Restate the entries below verbatim.

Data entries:
====
Issue #262, opened 2021-05-17
723. Candy Crush


altayhunoglu:
https://leetcode.com/problems/candy-crush

Varsayılan kod:
```
class Solution {
    public int[][] candyCrush(int[][] board) {
        
    }
}
```

![image](https://user-images.githubusercontent.com/60903744/118418520-67b83180-b6c1-11eb-810b-80eebcdc6f8f.png)
![image](https://user-images.githubusercontent.com/60903744/118418528-6e46a900-b6c1-11eb-99fb-c390b210ec47.png)

**Explanation:**

![candy_crush_example_2](https://user-images.githubusercontent.com/60903744/118418547-7dc5f200-b6c1-11eb-901f-69b7fa4e87bc.png)
![image](https://user-images.githubusercontent.com/60903744/118418560-861e2d00-b6c1-11eb-850a-4b5f35ac4089.png)

altayhunoglu:
Solved: https://github.com/spiralgo/algorithms/pull/263

PR #263, opened 2021-05-17
723. Candy Crush

altayhunoglu:
https://github.com/spiralgo/algorithms/issues/262

image


src/main/java/algorithms/curated170/medium/candycrush/CandyCrushFaster.java
```diff
@@ -0,0 +1,68 @@
...
+                            target[row][col] = 0;
+                        }
+                        targetIndex--;
+                    }
+                }
+            }
+        }
+
+        return crush;
+    }
```
ErdemT09, line 60: We can extract this to a method.
```suggestion
if (crush) {
            drop(target);
        }
        return crush;
    }

    private void drop(int[][] target) {
        for (int col = 0; col < target[0].length; col++) {
            int targetIndex = target.length - 1;
            for (int row = target.length - 1; row >= 0; row--) {
                if (target[row][col] != 0) {
                    if (row != targetIndex) {
                        target[targetIndex][col] = target[row][col];
                        target[row][col] = 0;
                    }
                    targetIndex--;
                }
            }
        }
    }
```

ErdemT09:
I don't think we need the old solution besides its use of recursion. 
Here's the new solution with recursion used:
```
public int[][] candyCrush(int[][] board) {
        int[][] target = new int[board.length][board[0].length];
        if(crush(board, target))
        {
            return candyCrush(target);
        }
        return board;
    }
```

altayhunoglu:
> I don't think we need the old solution besides its use of recursion. 
> 
> Here's the new solution with recursion used:
> 
> ```
> 
> public int[][] candyCrush(int[][] board) {
> 
>         int[][] target = new int[board.length][board[0].length];
> 
>         if(crush(board, target))
> 
>         {
> 
>             return candyCrush(target);
> 
>         }
> 
>         return board;
> 
>     }
> 
> ```

We can simply remove the older.

altayhunoglu:
Oke. We have applied your modularity suggestion.

altayhunoglu:
> Don't we delete the older solution and apply its recursiveness to the newer one?

I am sorry that I recognized you emphasized on the recursive part yet.

Sure, I will try to do it.

altayhunoglu:
> Don't we delete the older solution and apply its recursiveness to the newer one?

Oke, it is done.

src/main/java/algorithms/curated170/medium/candycrush/CandyCrush.java
```diff
@@ -12,132 +10,79 @@ public static void main(String[] args) {
...
+    public int[][] candyCrush(int[][] board) {
+        int[][] target = new int[board.length][board[0].length];
 
-                            boardCopy[i][low] = board[i][low];
-                            low++;
+        if (crush(board, target)) {
+            int[][] temp = board;
+            board = target;
+            target = temp;
+            return candyCrush(board);
```
ErdemT09, line 27: Why do we assign  values to temp and target here when we are not using them again?

ErdemT09: We can just input target to the method.

altayhunoglu:
You are right. It is just a mistake.

ErdemT09:
Smart refactoring for the last one.
For this question, it kind of reminded me the concept of "game loop" from game development:
image

ErdemT09 (approved):

altayhunoglu:
Thanks for the information and attention Erdem.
====
▸ **RESPONSE FOR THIS EXERCISE**
Issue #262, opened 2021-05-17
723. Candy Crush


altayhunoglu:
https://leetcode.com/problems/candy-crush

Varsayılan kod:
```
class Solution {
    public int[][] candyCrush(int[][] board) {
        
    }
}
```

![image](https://user-images.githubusercontent.com/60903744/118418520-67b83180-b6c1-11eb-810b-80eebcdc6f8f.png)
![image](https://user-images.githubusercontent.com/60903744/118418528-6e46a900-b6c1-11eb-99fb-c390b210ec47.png)

**Explanation:**

![candy_crush_example_2](https://user-images.githubusercontent.com/60903744/118418547-7dc5f200-b6c1-11eb-901f-69b7fa4e87bc.png)
![image](https://user-images.githubusercontent.com/60903744/118418560-861e2d00-b6c1-11eb-850a-4b5f35ac4089.png)

altayhunoglu:
Solved: https://github.com/spiralgo/algorithms/pull/263

PR #263, opened 2021-05-17
723. Candy Crush

altayhunoglu:
https://github.com/spiralgo/algorithms/issues/262

image


src/main/java/algorithms/curated170/medium/candycrush/CandyCrushFaster.java
```diff
@@ -0,0 +1,68 @@
...
+                            target[row][col] = 0;
+                        }
+                        targetIndex--;
+                    }
+                }
+            }
+        }
+
+        return crush;
+    }
```
ErdemT09, line 60: We can extract this to a method.
```suggestion
if (crush) {
            drop(target);
        }
        return crush;
    }

    private void drop(int[][] target) {
        for (int col = 0; col < target[0].length; col++) {
            int targetIndex = target.length - 1;
            for (int row = target.length - 1; row >= 0; row--) {
                if (target[row][col] != 0) {
                    if (row != targetIndex) {
                        target[targetIndex][col] = target[row][col];
                        target[row][col] = 0;
                    }
                    targetIndex--;
                }
            }
        }
    }
```

ErdemT09:
I don't think we need the old solution besides its use of recursion. 
Here's the new solution with recursion used:
```
public int[][] candyCrush(int[][] board) {
        int[][] target = new int[board.length][board[0].length];
        if(crush(board, target))
        {
            return candyCrush(target);
        }
        return board;
    }
```

altayhunoglu:
> I don't think we need the old solution besides its use of recursion. 
> 
> Here's the new solution with recursion used:
> 
> ```
> 
> public int[][] candyCrush(int[][] board) {
> 
>         int[][] target = new int[board.length][board[0].length];
> 
>         if(crush(board, target))
> 
>         {
> 
>             return candyCrush(target);
> 
>         }
> 
>         return board;
> 
>     }
> 
> ```

We can simply remove the older.

altayhunoglu:
Oke. We have applied your modularity suggestion.

altayhunoglu:
> Don't we delete the older solution and apply its recursiveness to the newer one?

I am sorry that I recognized you emphasized on the recursive part yet.

Sure, I will try to do it.

altayhunoglu:
> Don't we delete the older solution and apply its recursiveness to the newer one?

Oke, it is done.

src/main/java/algorithms/curated170/medium/candycrush/CandyCrush.java
```diff
@@ -12,132 +10,79 @@ public static void main(String[] args) {
...
+    public int[][] candyCrush(int[][] board) {
+        int[][] target = new int[board.length][board[0].length];
 
-                            boardCopy[i][low] = board[i][low];
-                            low++;
+        if (crush(board, target)) {
+            int[][] temp = board;
+            board = target;
+            target = temp;
+            return candyCrush(board);
```
ErdemT09, line 27: Why do we assign  values to temp and target here when we are not using them again?

ErdemT09: We can just input target to the method.

altayhunoglu:
You are right. It is just a mistake.

ErdemT09:
Smart refactoring for the last one.
For this question, it kind of reminded me the concept of "game loop" from game development:
image

ErdemT09 (approved):

altayhunoglu:
Thanks for the information and attention Erdem.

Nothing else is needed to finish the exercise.